Wow that bike has lived a full life. Looks like there are many more miles to be had. Honestly the paint looks awesome for how well used it is. Seems like being used kept it better than if if sat. I recently inherited the ladies version of this (54), same color and everything and it sat for years and the paint is just flaking off of it or turning to powder. I wish mine had paint in similar condition as yours. Keep on rollin


----------



## mrg (Apr 27, 2022)

As said I can fill many more threads on this bikes exploits, just remembered looking a that last pic that I replaced that badge about 25 yrs ago, og one turned powdery with aluminum rot but is sitting in my case, I guess I didn't deal with the 5-10 yrs out in the rain!, no seat or neck so got some water!, the broken fork is a great story but that's for another day or think I told it here before but finding it is another story!, somewhere I have some pics of me on the 55 jumping like this of me on a 79 Spitfire!, jumped over a chain & 5 surfboards under HB pier, caught the rear fender on the chain but still made the jump 🤪


----------



## Junkman Bob (Apr 27, 2022)

mrg said:


> As said I can fill many more threads on this bikes exploits, just remembered looking a that last pic that I replaced that badge about 25 yrs ago, og one turned powdery with aluminum rot but is sitting in my case, I guess I didn't deal with the 5-10 yrs out in the rain!, no seat or neck so got some water!, the broken fork is a great story but that's for another day or think I told it here before but finding it is another story!, somewhere I have some pics of me on the 55 jumping like this of me on a 79 Spitfire!, jumped over a chain & 5 surfboards under HB pier, caught the rear fender on the chain but still made the jump 🤪View attachment 1614812View attachment 1614813



The shadow on road looks cool as well …


----------



## mrg (Apr 27, 2022)

Junkman Bob said:


> The shadow on road looks cool as well …

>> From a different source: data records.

PR #556, opened 2016-03-23
Add tests for typedarrays foreach and map

leobalter:


test/built-ins/TypedArray/prototype/forEach/callbackfn-detachbuffer.js
```diff
@@ -0,0 +1,39 @@
...
+---*/
+
+testWithTypedArrayConstructors(function(TA) {
+  var loops = 0;
+  var sample = new TA(2);
+
+  assert.throws(TypeError, function() {
+    sample.forEach(function() {
+      loops++;
+      $DETACHBUFFER(sample.buffer);
```
jugglinmike: This test will pass if `$DETACHBUFFER` throws a TypeError. Moving the increment
expression below the invocation of `$DETACHBUFFER` will protect against this,
but it then the test would pass if the callback was (incorrectly) invoked
twice, and the *second* invocation of `$DETACHBUFFER` threw a TypeError (which
we've already seen with some implementations of that function).

I think this means you need to separate counter variables.

test/built-ins/TypedArray/prototype/forEach/callbackfn-this.js
```diff
@@ -0,0 +1,56 @@
...
+  assert.sameValue(results1[1], expected, "without thisArg - [1]");
+  assert.sameValue(results1[2], expected, "without thisArg - [2]");
+
+  var results2 = [];
+
+  sample.forEach(function() {
+    results2.push(this);
+  }, thisArg);
+
+  assert.sameValue(results2.length, 3, "resuts2");
```
jugglinmike: Typo: "resuts2" -> "results2"

test/built-ins/TypedArray/prototype/map/callbackfn-this.js
```diff
@@ -0,0 +1,49 @@
...
+  assert.sameValue(results1[2], expected, "without thisArg - [2]");
+
+  var results2 = [];
+
+  sample.map(function() {
+    results2.push(this);
+    return 0;
+  }, thisArg);
+
+  assert.sameValue(results2.length, 3, "resuts2");
```
jugglinmike: Typo: "resuts2" -> "results2"

test/built-ins/TypedArray/prototype/map/arraylength-internal.js
```diff
@@ -0,0 +1,44 @@
...
+
+testWithTypedArrayConstructors(function(TA) {
+  var sample1 = new TA(42);
+  var loop = 0;
+
+  Object.defineProperty(sample1, "length", {value: 1});
+
+  sample1.map(function(v) {
+    loop++;
+    return v;
```
jugglinmike: No need for a formal parameter or a return statement (here and below)

test/built-ins/TypedArray/prototype/map/callbackfn-arguments-with-thisarg.js
```diff
@@ -0,0 +1,46 @@
...
+var thisArg = {};
+
+testWithTypedArrayConstructors(function(TA) {
+  var sample = new TA([42, 43, 44]);
+
+  var results = [];
+
+  sample.map(function(v) {
+    results.push(arguments);
+    return v;
```
jugglinmike: This return statement is also superfluous

test/built-ins/TypedArray/prototype/map/callbackfn-detachbuffer.js
```diff
@@ -0,0 +1,33 @@
...
+  assert.throws(TypeError, function() {
+    sample.map(function() {
+      loops++;
+      $DETACHBUFFER(sample.buffer);
+      return 1;
+    });
+  });
+
+  assert.sameValue(loops, 1, "callbackfn called only once");
+  assert.sameValue(loop[0], 0, "returned value is not set");
```
jugglinmike: `loop` is not defined in this file, so this test always fails.

test/built-ins/TypedArray/prototype/map/callbackfn-not-called-on-empty.js
```diff
@@ -0,0 +1,27 @@
...
+    c. Let mappedValue be ? Call(callbackfn, T, « kValue, k, O »).
+  ...
+includes: [testTypedArray.js]
+---*/
+
+testWithTypedArrayConstructors(function(TA) {
+  var called = 0;
+
+  new TA().map(function() {
+    return calls++;
```
jugglinmike: No need to `return` here

test/built-ins/TypedArray/prototype/map/return-new-typedarray-from-empty-length.js
```diff
@@ -0,0 +1,33 @@
...
+
+testWithTypedArrayConstructors(function(TA) {
+  var sample = new TA(0);
+
+  var result = sample.map(function(v) {
+    return v;
+  });
+
+  assert.notSameValue(result, sample, "new typedArray object");
+  assert.sameValue(result.constructor, sample.constructor, "same constructor");
```
jugglinmike: Using `TA` in place of `sample.constructor` would be more direct. Also an `instanceof` check would be more rigorous. Maybe even `Object.getPrototypeOf`.

jugglinmike:
These tests should also assert the value of the array(s) created to store
per-iteration values:

- forEach/callbackfn-arguments-with-thisarg.js
- forEach/callbackfn-arguments-without-thisarg.js
- map/callbackfn-arguments-with-thisarg.js
- map/callbackfn-arguments-without-thisarg.js

---

This code:

```js
var expected = (function() { return this; })();
var thisArg = {};
```

May be removed from the following files:

- forEach/callbackfn-arguments-with-thisarg.js
- forEach/callbackfn-arguments-without-thisarg.js
- map/callbackfn-arguments-with-thisarg.js
- map/callbackfn-arguments-without-thisarg.js

---

A few ideas for additional coverage:

- forEach & map: Modifying integer property values during iteration
- forEach & map: Not visiting non-integer property values (e.g. not just
  `length`, but something custom)
- map: value conversion as per my comment on [the integer indexed
  exotic](https://github.com/tc39/test262/pull/536#issuecomment-200455389). For
  that patch, we decided to move forward without those tests "for now" in order
  to help you stay on top of all the review feedback. Since it's still early in
  the process for this patch, I think we should tackle those concerns for this
  method from within this patch

test/built-ins/TypedArray/prototype/forEach/callbackfn-detachbuffer.js
leobalter: fixed at ~~4d8907e~~, 4c80af6

leobalter:
Feedback from inline comments applied at 4de77c5 and 7eb5f4c

leobalter:
> These tests should also assert the value of the array(s) created to store per-iteration values:

Isn't that covered on the `{map,forEach}/callback-this`?

leobalter:
> This code (...) May be removed from the following files: ...

fixed at aedfde0 and e475ea9

I'll work on the other ideas later but they are all good.

jugglinmike:
> > These tests should also assert the value of the array(s) created to store
> > per-iteration values:
> 
> Isn't that covered on the `{map,forEach}/callback-this`?

Apologies, I mispoke. I meant to request that those tests also assert the
*length* of those arrays (I didn't mention the `callbackfn-this` tests because
they already have such assertions).

leobalter:
> I meant to request that those tests also assert the length of those arrays

fixed at 4dfda13 and 7dd4199

leobalter:
I believe I finally fixed everything. I can squash the fixups if you prefer. For now I'm avoiding forced updates.

leobalter:
also, #571 covers the value conversion cases

test/built-ins/TypedArray/prototype/map/arraylength-internal.js
```diff
@@ -0,0 +1,42 @@
...
+includes: [testTypedArray.js]
+---*/
+
+testWithTypedArrayConstructors(function(TA) {
+  var sample1 = new TA(42);
+  var loop = 0;
+
+  Object.defineProperty(sample1, "length", {value: 1});
+
+  sample1.map(function(v) {
```
jugglinmike: The formal parameter can be removed (here and below)

jugglinmike:
One last comment, then I think we can merge this!

leobalter:
done, thanks!

test/built-ins/TypedArray/prototype/map/arraylength-internal.js
```diff
@@ -0,0 +1,42 @@
...
+  var sample2 = new TA(4);
+  Object.defineProperty(sample2, "length", {
+    get: function() {
+      throw new Test262Error(
+        "Does not return abrupt getting length property"
+      );
+    }
+  });
+
+  sample2.map(function(v) {
```
jugglinmike: This parameter is the "and below" I was referring to in my previous comment

leobalter: oops, I'll do a search

leobalter: fixed and found another one.

leobalter:
rebased and squashed commits can be found at the `typedarray-foreach-rebase` branch.

jugglinmike:
Squashed and merged to `master` at commits:

- f3cc1fb983a44a0c524dd846698f19b276918057
- e01371e12a1b1cd974f17bd5a35e22799720089a

leobalter:
thanks!
​

PR #560, opened 2016-03-29
Module code: syntax validation

jugglinmike:
Assert that module code is parsed as specified.


goyakin:

PR #561, opened 2016-03-29
Module code: early errors

jugglinmike:
Assert that relevant early errors are reported following the parsing of
module code.


goyakin:

PR #2929, opened 2021-01-07
Fix formatRangeToParts/date-same-returns-single-date.js and add tests using practically-equal two dates

Constellation:
intl402/DateTimeFormat/prototype/formatRangeToParts/date-same-returns-single-date.js is using `formatRange` and `format`.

The shadow of the rear tire in on my nephews head😉


----------



## mrg (Jul 14, 2022)

Finished after dark but don't know if the after pics look much different, this bike is pretty og ( my familys owned sense new ) except replacing the parts I robbed to turn my StingRay to a dirt bike ( seat, CT neck & butterfly bars ) back in the late 60's. My friends and I put every dent & scratch in this bike ( and it sat out on the rain with no bars or seat for a few yrs. ) spokes were pretty weak/rusty so bought some other rims but knew I'd have to keep the og ones hanging in the garage like the og broken fork but that's another story involving a keg party and a friend riding it down a flight of stairs!, so I just relaced the og wheels with good used og Schwinn spokes 2 at a time ( took 2 out and put 2 in all the way around ) and both wheels came out perfect/true ( well the back is as true as can be after its ruff life! ) and no extra parts hanging around!


----------



## mrg (Jul 15, 2022)

Took off the non OG rims ( only on for a couple of weeks ) and put back to the relaced ( with og used spokes ) original rims, rides pretty good with a little hop in the rear but not bad considering the many hard years in its 67 yr life!


----------